**What the task requires**
A single number is the answer here: the count of lines in the data below that include the word "isCustom".

Start of Extracted material

PR #429, opened 2026-06-03
feat: custom user-created lifts (persistence, ownership, resolution)

brownm09:
Closes #425

## Summary

Adds a per-user `CustomLift` entity that persists, resolves alongside the built-in catalog (custom takes precedence), and is selectable everywhere lifts are picked. Follows the hexagonal boundary (ADR-002): catalog data stays pure in `packages/core`; persistence lives in the API adapter layer.

### Design decisions
- **`Lift.id` is a stable uuid** (the DB row PK, surfaced directly as the REST key) — *not* derived from the name. A lift can be renamed via PATCH without breaking references. DB keeps `@@unique([userId, name])` to block duplicate names per user.
- **`resolveLift` gains an optional `customLifts` arg** searched before the catalog — pure, source-compatible with existing 3-arg call sites, unknown id still throws.
- **Consumption wiring:** since the production system keys lifts by free `LiftName` string (catalog `id`/`resolveLift` are not on the production path), the single touch-point is `GET /programs/:program/lifts`, which now merges the user's custom-lift names. All downstream consumers (training maxes, lift records, workout generation, lift-metadata) already accept arbitrary lift strings.

### Changes
- **types:** `CustomLift extends Lift`, `Lift.isCustom?`; `CustomLiftResponse`/`CreateCustomLiftRequest`/`UpdateCustomLiftRequest`
- **core:** `resolveLift` custom-first lookup + unit tests
- **prisma:** `CustomLift` model + migration `20260603000000_add_custom_lift`, `@@unique([userId, name])`, `@@index([userId])`
- **ports/adapters:** `ICustomLiftRepository` (full CRUD) with in-memory + Prisma adapters, threaded through all three repository factories. Prisma `update`/`delete` are **userId-guarded** (PK is `id` alone) to preserve ownership isolation.
- **api:** `GET/POST/PATCH/DELETE /lifts/custom` (`CustomLiftController` in `LiftsModule`); 404 `CustomLiftNotFoundError` (added to `DomainNotFoundFilter`), new 409 `DomainConflictFilter` for `CustomLiftConflictError`, registered in `main.ts`.

## Acceptance criteria
- [x] `CustomLift` type exported; `Lift.isCustom?` added
- [x] `CustomLift` Prisma model + migration, unique per `(userId, name)`
- [x] `ICustomLiftRepository` with in-memory + Prisma adapters via the per-user factory
- [x] `resolveLift` prefers custom over catalog; unknown id still errors
[...]

Issue #426, opened 2026-06-03
[feat] Onboarding — estimate maxes for any catalog or custom lift


brownm09:
**Priority: High** · **Depends on #425** (custom lifts) · Proposal: [`docs/proposals/2026-06-03-onboarding-any-lift-max-estimation.md`](https://github.com/brownm09/lifting-logbook/blob/claude/onboarding-movement-config-yPPAR/docs/proposals/2026-06-03-onboarding-any-lift-max-estimation.md)

## Problem

Onboarding's "Enter Lifts" step is hardcoded to Bench/Squat/Deadlift via `LiftKey = 'bench' | 'squat' | 'deadlift'` and `LIFT_LABELS` in `apps/web/app/(authed)/onboarding/lib.ts`. A lifter whose program centers on other movements can't seed those maxes during setup, and there's no path for a lift outside the catalog.

Second, latent defect in the same flow: **the computed maxes are never persisted.** `OnboardingFlow.tsx` computes `computedMaxes` and shows them on Confirm, but `handleConfirm` calls `createFirstCycle(selectedProgramId)` (`onboarding/actions.ts`) with only the program id — the entered maxes are discarded, so the user lands on `/cycle/1` with no training maxes from onboarding.

## Proposed solution

- Replace the fixed `LiftKey` union + `LIFT_LABELS` record with a **dynamic add/remove list** of lift rows. Seed with the big three (zero-config users see no change); allow adding any catalog **or custom (#425)** lift. Reuse the existing manage-lifts lift-picker rather than building a new selector.
- Keep estimation on the client `brzycki1RM` (`onboarding/lib.ts`), mirroring core `estimateTrainingMax` (`packages/core/src/services/maxes/estimateTrainingMax.ts`). Rep-range guidance unchanged.
- **Persist confirmed maxes**: extend `createFirstCycle` (`onboarding/actions.ts`) to accept `{ lift, oneRm }[]` and write them via the existing `PATCH /programs/:program/training-maxes` before redirecting to `/cycle/1` — closing the discard gap.

## Acceptance criteria

- [ ] "Enter Lifts" supports adding/removing lift rows; any catalog or custom lift is selectable
- [ ] Big-three defaults preserved for zero-config users
- [ ] Confirmed maxes are persisted to training maxes on completion (discard gap closed)
- [ ] Estimation continues to use the Brzycki path; rep-range guidance unchanged
[...]

Issue #425, opened 2026-06-03
[feat] Custom user-created lifts — persistence, ownership, and resolution


brownm09:
**Priority: High** · Proposal: [`docs/proposals/2026-06-03-custom-lifts.md`](https://github.com/brownm09/lifting-logbook/blob/claude/onboarding-movement-config-yPPAR/docs/proposals/2026-06-03-custom-lifts.md)

> Foundational issue. Blocks #B (onboarding any-lift) and #C (movement profiles) — both need a user-owned lift entity to attach to.

## Problem

Lifts are referenced as plain strings (`LiftRecord.lift`, `TrainingMax.lift`, `LiftMetadata.lift` are unconstrained `String` columns), and the catalog is a fixed 25-entry in-code array in `packages/core/src/catalog/lifts.ts` with zero persistence. A user who trains a movement the catalog doesn't contain has no first-class way to add it. This blocks onboarding-for-any-lift and per-lift movement profiles, both of which need a user-owned lift entity.

The [original lift-library proposal](https://github.com/brownm09/lifting-logbook/blob/main/docs/proposals/2026-04-13-lift-library-exercise-tagging.md) explicitly left custom lifts out of scope and flagged the persistence/ownership boundary as a spike to do before client work. This is that resolution.

## Proposed solution

- **Types** (`packages/types/src/domain.ts`): add `CustomLift extends Lift { userId; isCustom: true; createdAt }`; add `Lift.isCustom?: boolean`.
- **Persistence** (`apps/api/prisma/schema.prisma`): `CustomLift` model, `@@unique([userId, name])`, `@@index([userId])`, `@@map("custom_lift")` — following the `LiftMetadata` / `TrainingMax` / `StrengthGoal` per-user pattern.
- **Port + adapters**: `ICustomLiftRepository` (`apps/api/src/ports/`) with in-memory + Prisma adapters, threaded through the existing `IRepositoryFactory.forUser(...)` (#144 pattern).
- **Resolution**: extend `resolveLift` (`packages/core/src/catalog/resolve.ts`) to consult the user's custom catalog **before** the built-in `LIFT_CATALOG`. Core stays pure — custom lifts are passed in as data; no DB access in `packages/core` (ADR-002).
- **API**: `GET/POST/PATCH/DELETE /lifts/custom` returning the same `Lift`-shaped contract the catalog uses, so existing lift UI works unchanged.

## Acceptance criteria

[...]

PR #437, opened 2026-06-04
[feat] Lift movement profiles — joint action and complexity metadata

### LINKED ISSUE #427: [feat] Lift movement profiles — joint action and complexity metadata
**Priority: High** · **Depends on #425** (custom lifts, for the editable-for-custom half) · Proposal: [`docs/proposals/2026-06-03-lift-movement-profiles.md`](https://github.com/brownm09/lifting-logbook/blob/claude/onboarding-movement-config-yPPAR/docs/proposals/2026-06-03-lift-movement-profiles.md)

## Problem

`Lift` (`packages/types/src/domain.ts`) describes a lift via `classification` (`compound | accessory`, a training **role**) and `movementTags` (`push | pull | vertical | horizontal | hinge | carry | squat`, a movement **pattern**). Neither captures anatomical **joint actions** (internal/external rotation, flexion, extension, abduction, adduction) nor movement **complexity** (simple vs compound). These should be preconfigured for in-catalog lifts and editable for custom lifts.

Important distinction to preserve: movement *complexity* (`simple | compound` = single- vs multi-joint) is **not** the existing `classification` (`compound | accessory` = training role). A Goblet Squat is movement-`compound` but role-`accessory`. Both axes are kept.

## Proposed solution

Per the chosen modeling approach, fold pattern + joint action + complexity into **one combined `MovementProfile` structure** (`packages/types/src/domain.ts`):

```ts
export type JointAction =
  | 'flexion' | 'extension'
  | 'internal-rotation' | 'external-rotation'
  | 'abduction' | 'adduction';
export type MovementComplexity = 'simple' | 'compound';
export interface MovementProfile {
  patterns: MovementTag[];        // existing movementTags migrate here
  jointActions: JointAction[];    // new anatomical axis
  complexity: MovementComplexity; // new simple/compound axis
}
```

- Extend `Lift` with `movementProfile: MovementProfile`; migrate `movementTags` data into `.patterns` (keep `movementTags` as a one-release deprecated alias, or migrate all call sites in the same PR). Keep `classification` unchanged; document the role-vs-complexity distinction in the type doc comment.
- Preconfigure all 25 catalog entries in `packages/core/src/catalog/lifts.ts` (e.g. Face Pull → external-rotation + horizontal pull + simple; Back Squat → flexion/extension + squat + compound).
- Custom-lift create/edit + `POST/PATCH /lifts/custom` (#425) accept a `movementProfile`; catalog values are read-only defaults.

## Acceptance criteria

- [ ] `JointAction`, `MovementComplexity`, `MovementProfile` exported from `packages/types`
- [ ] `Lift.movementProfile` added; existing `movementTags` data preserved under `.patterns`
- [ ] All 25 catalog entries carry a preconfigured `movementProfile`; `packages/core` unit tests assert each
- [ ] Custom-lift create/edit accepts and persists a `movementProfile` (depends on #425)
- [ ] Role-vs-complexity distinction documented in the type doc comment
- [ ] Strict TS compilation passes across `packages/types`, `packages/core`, and updated call sites

## Out of scope

Volume/analytics aggregation by joint action; a movement-pattern browse/filter UI; auto-inferring profiles from lift names.

brownm09:
## Summary

Folds the existing `movementTags` pattern axis into a combined **`MovementProfile`** structure on `Lift`, adding two new axes — anatomical **joint actions** and movement **complexity** — preconfigured for catalog lifts and editable for custom lifts.

```ts
export interface MovementProfile {
  patterns: MovementTag[];        // existing movementTags data migrated here
  jointActions: JointAction[];    // new anatomical axis
  complexity: MovementComplexity; // simple (single-joint) | compound (multi-joint)
}
```

This is a **full migration (clean break)**: `movementTags` is removed everywhere and its data moves to `movementProfile.patterns` — no deprecated alias. (Custom lifts shipped the same day in #429, so there is no production data at risk.)

`complexity` (`simple|compound`, single/multi-joint mechanics) is deliberately kept **distinct** from `classification` (`compound|accessory`, training role) — documented in the type doc comment. A Goblet Squat is movement-`compound` yet role-`accessory`.

### Storage
The Prisma `CustomLift` model stores the profile as **separate columns**: `patterns String[]` (renamed from `movementTags`), `jointActions String[]`, `complexity String @default("simple")`. Migration `20260603120000_add_movement_profile` renames the column (preserving data) and adds the two new ones.

## Acceptance criteria

- [x] `JointAction`, `MovementComplexity`, `MovementProfile` exported from `packages/types`
- [x] `Lift.movementProfile` added; existing `movementTags` data preserved under `.patterns`
- [x] All catalog entries carry a preconfigured `movementProfile`; `packages/core` unit tests assert each
- [x] Custom-lift create/edit accepts and persists a `movementProfile` (#425/#429)
- [x] Role-vs-complexity distinction documented in the type doc comment
- [x] Strict TS compilation passes across `packages/types`, `packages/core`, and updated call sites

## Notes / decisions

- **Catalog count:** the issue says "all 25 catalog entries"; the catalog actually has **23** — all 23 are covered.
- **Default-on-omit:** when a custom-lift create omits `movementProfile`, it defaults to `{ patterns: [], jointActions: [], complexity: 'simple' }`, preserving the prior behavior where `movementTags` could be omitted. `simple` is the conservative single-joint default.
- **Nested validation:** `movementProfile` is validated via a `MovementProfileDto` with `@ValidateNested()` + `@Type()`, guarded by `@IsObject()` (matching the existing `update-settings.dto.ts` pattern) so primitives can't bypass the nested no-op under the `whitelist`-only ValidationPipe. E2E tests assert 400 for invalid pattern, joint action, complexity, and a primitive profile — proving validation actually fires.
- **`apps/web` untouched:** no web code references `movementTags` (this issue is independent of #426).

## Testing

`npm test` across all workspaces (Docker up; DB e2e via Testcontainers applied the new migration via `prisma migrate deploy`):

- **core:** Tests: 168 passed, 0 skipped, 0 failed
- **api:** Tests: 326 passed, 0 skipped, 0 failed (includes the DB e2e asserting `patterns`/`jointActions`/`complexity` columns round-trip)
- **web:** Tests: 56 passed, 0 skipped, 0 failed
- **Combined: 550 passed, 0 skipped, 0 failed**

`git grep movementTags` returns only a single intentional doc-comment reference after migration.

### Suppression policy note
The pre-PR suppression grep flags `!` non-null assertions in `liftCatalog.test.ts` (e.g. `LIFT_CATALOG.find((l) => l.id === 'face-pull')!`). These are **not new suppressions of a real error** — they are the pre-existing test idiom already used throughout this file (deadlift, bench-press, etc.) for asserting a catalog entry known to exist by id; a missing entry would surface as an obvious test failure. The four added instances (face-pull, lateral-raise, back-squat, goblet-squat) follow that established pattern.

Closes #427


brownm09:
## Review: [feat] Lift movement profiles — joint action and complexity metadata

### Summary
**Merge with minor changes.** This is a clean, well-tested full migration — types, catalog, DTOs, ports, both adapters, and the Prisma layer all move in lockstep, and the test additions (default-on-omit, round-trip, four validation-failure cases, DB-column round-trip) genuinely exercise the new behavior rather than just renaming assertions. The one finding worth resolving before merge is a nullability asymmetry in the migration (`jointActions` added bare while `complexity` got `NOT NULL DEFAULT`), which leaves a latent NULL-read path for any row created in the gap between today's two custom-lift migrations. The rest are documentation-sync nits.

---

### Blocking Findings

**[reliability]** `apps/api/prisma/migrations/20260603120000_add_movement_profile/migration.sql:13`
The migration adds `"jointActions" TEXT[]` with no `NOT NULL` and no `DEFAULT`, while the very next line adds `"complexity" TEXT NOT NULL DEFAULT 'simple'`. The Prisma schema types the field as `jointActions String[]` (non-nullable). Any `custom_lift` row created by `20260603000000_add_custom_lift` *before* this migration runs will have `jointActions = NULL`. Prisma Client reads of a NULL scalar-list column into a non-nullable `String[]` field throw `Inconsistent column data`, which would surface as a 500 on `GET /lifts/custom` for that owner. The create path always writes `[]`, so new rows are safe and the DB e2e (fresh container, new rows only) never exercises the gap — meaning the test pass does **not** clear this. The original plan specified `NOT NULL DEFAULT '{}'`; the implementation dropped it for `jointActions` only.
**Fix:** `ADD COLUMN "jointActions" TEXT[] NOT NULL DEFAULT '{}';` to match `complexity` and the Prisma non-nullable type. (Pre-existing caveat: the renamed `patterns`/former `movementTags` column was also bare `TEXT[]`, so this convention is inherited — but `complexity` shows the stricter idiom was intended here, making the asymmetry look unintentional.)

---

### Non-Blocking Findings

**[documentation]** `apps/api/prisma/schema.prisma:155`
The new comment reads `// MovementProfile, stored as separate columns (see ADR / issue #427).` but no ADR exists — `grep` of `docs/adr/` for movement profile / #427 returns nothing. The design record that *does* exist is `docs/proposals/2026-06-03-lift-movement-profiles.md`. A dangling "see ADR" pointer sends a future reader looking for a document that was never written.
**Suggestion:** Either write the ADR (the role-vs-complexity separate-axis decision is arguably ADR-worthy) and reference it by number, or change the comment to point at the proposal/issue only.

**[documentation]** `docs/proposals/2026-06-03-lift-movement-profiles.md:3,50`
The proposal is still `**Status:** draft` and its design text says `movementTags` "may be retained as a deprecated alias … or every call site migrated in the same PR — implementer's call." This PR made the decision (full clean-break migration, no alias) and shipped it, but the proposal still reads as undecided. It also still says "all **25** catalog entries" where the PR correctly notes 23.
**Suggestion:** Update the proposal `Status` to `accepted`/`shipped`, replace the alias-optional language with the chosen full-migration decision, and fix the 25→23 count, so the proposal reflects what actually shipped.

---

### Questions for Author

**Question:** Is `farmers-carry` having `jointActions: []` with `complexity: 'compound'` the intended model, rather than `'simple'` or a stabilization joint action?
**Context:** `packages/core/src/catalog/lifts.ts:531` — every other `compound` entry carries flexion/extension joint actions, but farmer's carry has an empty `jointActions` array yet is marked movement-`compound`. The catalog test only asserts the array is valid (empty is allowed), so nothing pins the intent.
**Tradeoffs:** (a) Keep `compound` + `[]` — defensible since a loaded carry is a multi-segment stabilization task with no prime mover through a ROM, but it's the only compound-with-no-joint-actions entry, which a future reader may "fix" as a mistake. (b) Switch to `complexity: 'simple'` — aligns "no joint action driven" with single-joint mechanics, but mislabels the whole-body demand. (c) Keep `compound` and add a one-line comment on that entry explaining the empty `jointActions` is deliberate — preserves intent and pre-empts the false-positive fix.

---

### Style Notes
None beyond the above — naming (`patterns`/`jointActions`/`complexity`), the shared `MovementProfileDto` extraction, and the `@IsObject()` guard comment mirroring `update-settings.dto.ts` are all consistent with surrounding code. The `!` non-null assertions flagged by the suppression grep are correctly justified in the PR body as the pre-existing catalog-test idiom.

---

End of Extracted material

**Exercise answer**
3